Я на нее даже не взглянула.
– Я работаю детективом очень долго. Так долго, что уже успела столкнуться с несколькими подобными случаями. Отчаявшаяся, подавленная мать, которая не в состоянии справиться со своей ролью. Вечно отсутствующий отец, и где-то между ними – ребенок. В результате – трагедия. Мы пытаемся помочь этим женщинам, потому что… Мерри, посмотрите на меня!
Я позволила ей поймать мой взгляд.
– Потому, что я знаю, что они вовсе не плохие люди, – закончила она. – Просто женщины, доведенные до края, загнанные в невыносимые для них рамки. Они совершили очень, очень плохие поступки. Но им можно помочь. Их можно простить. Но начать нужно с выяснения истины.
В папке с моим делом появилось больше документов. Она открыла ее, порылась в бумагах и нашла то, что хотела.
– Ваш отец покончил жизнь самоубийством.
– Почему мы говорим о моем отце?
– Мы говорим о состоянии вашей психики. В 2014-м умерла ваша мать. Правильно?
– Да.
– А как она умерла?
С разрезанной грудью и сосками в хирургическом контейнере рядом с операционным столом. Ирония или сатира? Я помню, как мне позвонила Эсмеральда, ее домработница, и сообщила новость.
– Она умерла во время пластической операции, – ответила я детективу.
– Она делала несколько операций?
– Да.
– Она принимала антидепрессанты?
– Не знаю. Она принимала много обезболивающих препаратов.
– У вас с ней были хорошие отношения? – поинтересовалась собеседница.
– Она была моей матерью, – пожала я плечами.
Кто-то постучал в дверь, и детектив Бергстром вскочила, чтобы открыть замок. Она сказала что-то по-шведски и быстро закрыла дверь за человеком, прервавшим наш разговор.
– Невероятно, – сказала она. – На табличке написано «Не беспокоить», и все равно кто-нибудь обязательно постучит. А как насчет Сэма? – продолжала она. – Как вы считаете, у вас счастливый брак? Он хороший муж?
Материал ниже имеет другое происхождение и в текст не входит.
PR #591, opened 2024-08-27
Add diagnostic to detect unsupported or missing CCCL

### LINKED ISSUE #590: [ENHANCEMENT]: Emit diagnostic when detected CCCL version is not supported

cuco's only dependency is CCCL and we make heavy use of new libcu++/CUB/Thrust features to improve our QoL as library devs.
Thus we require a fairly new CCCL version (IIRC currently it's v2.5).

Building cuco without any auxiliary dependency management like cmake/CPM can result in compilation errors, e.g., when cuco picks up the CCCLs version that shipped with an outdated CTK.

Check if the detected CCCL library version is sufficient and emit a compile-time diagnostic in case if it's not supported.
Rather than having to dive through some (sometimes obscure) compiler errors, the user is presented with a one-line error message.

_No response_

### Additional context

Related issue: #588

sleeepyjack:
Closes #590

### DIFF
--- a/include/cuco/detail/__config
+++ b/include/cuco/detail/__config
@@ -17,6 +17,7 @@
 #pragma once
 
 #include <nv/target>
+#include <cuda/std/version>
 
 #if !defined(__CUDACC_VER_MAJOR__) || !defined(__CUDACC_VER_MINOR__)
 #error "NVCC version not found"
@@ -30,6 +31,10 @@
 
 #if !defined(__CUDACC_EXTENDED_LAMBDA__)
 #error "Support for extended device lambdas is required (nvcc flag --expt-extended-lambda)"
+#endif
+
+#if !defined(CCCL_VERSION) || (CCCL_VERSION < 2005000)
+#error "CCCL version 2.5.0 or later is required"
 #endif
 
 // WAR for libcudacxx/296


sleeepyjack:
For the `__config` header, should we include it at the top of every public-facing header? My understanding is that this header should be parsed first in order to define some crucial symbols and check if the configuration is correct. Currently only a subset of our headers actually includes `__config`.

PointKernel:
> For the `__config` header, should we include it at the top of every public-facing header? My understanding is that this header should be parsed first in order to define some crucial symbols and check if the configuration is correct. Currently only a subset of our headers actually includes `__config`.

Not necessary IMO. The build will fail anyway.

sleeepyjack:
> The build will fail anyway.

True. But IIUC if `__config` is the first header that's parsed then we will see the diagnostic being triggered instead of an obscure compilation error somewhere else. Not 100% I understand this right.

PointKernel:
> > The build will fail anyway.
> 
> True. But IIUC if `__config` is the first header that's parsed then we will see the diagnostic being triggered instead of an obscure compilation error somewhere else. Not 100% I understand this right.

Not worth the effort IMO. cuco users will inevitably encounter template build errors, so prioritizing the clarity of config errors isn't a major concern.

include/cuco/detail/__config
```diff
@@ -17,6 +17,7 @@
 #pragma once
 
 #include <nv/target>
+#include <cuda/std/version>
```
PointKernel, line 20: question: is it possible that this header doesn't exist?

PointKernel (approved):
A small question but I don't need to review it again.

include/cuco/detail/__config
sleeepyjack: Yeah, that was also my concern. Kind of an hen-egg problem so I tested it in godbold. It seems like the diagnostic is always triggered (first), even if the header doesn't exist. I still need to wrap my head around what's exactly going on but I think this PR is good to merge as of now.

PR #7, opened 2023-05-24
Don't reinstall flutter if it's already available

jupblb:
I modified direnv instructions so that `flutter` is not installed if it's already available.


jupblb:
Merging as it doesn't contain any changes outside of devenv.

PR #13, opened 2023-06-02
Cleanup

jupblb:
This PR is a product of browsing the code based on my UI journey and deleting all the useless widgets. I've also removed a few comments that did not bring much value.

It does make browsing the app/codebase a bit easier for me so I think that's a benefit. I'm against putting more time into this as we are going to replace the views anyway (most likely).


jupblb:
Done

shadowbrush (approved):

– Я очень устала, – призналась я.
– Нам осталось разобраться только с одним вопросом. Сэм. Что он за человек?
– Он хороший муж, – сказала я.
– Вспыльчивый?
– Нет.
– Властный?
– Нет.
– Вы уверены? Разве не он привез вас сюда и запер в четырех стенах совсем одну?
– Нет.
– Он производит впечатление очень деспотичного человека. Переезжай сюда, делай это. Рожай ребенка. Сиди дома. Он самолично принимает все решения. Именно он решает, какой должна быть ваша жизнь.
– Нет, – возразила я. – Нет!
Она пытливо заглянула мне в глаза. А потом сделала какую-то пометку в своем блокноте. Потом глотнула воды из своей бутылки.
– Мерри, знаете, что я думаю? Я думаю, дело было так: Сэм загулял со своей студенткой, его выгнали с работы. Он пакует вещи, хватает вас и отправляет в богом забытую Швецию. А потом бросает вас на весь день одну с новорожденным ребенком. Ни друзей, ни помощи. Все незнакомое, все чужое вокруг. И ребенок становится для вас западней. Уехать вы не можете. Сэм вам не разрешит, верно?
Ее глаза блестели. Подмышки ее пиджака взмокли от пота. Она весь день отчаянно потеет.
– И знаете, что у вас появляется? – Она наклонилась вперед, так что ее лицо оказалось прямо перед моим. – У вас появляется мотив, – закончила она.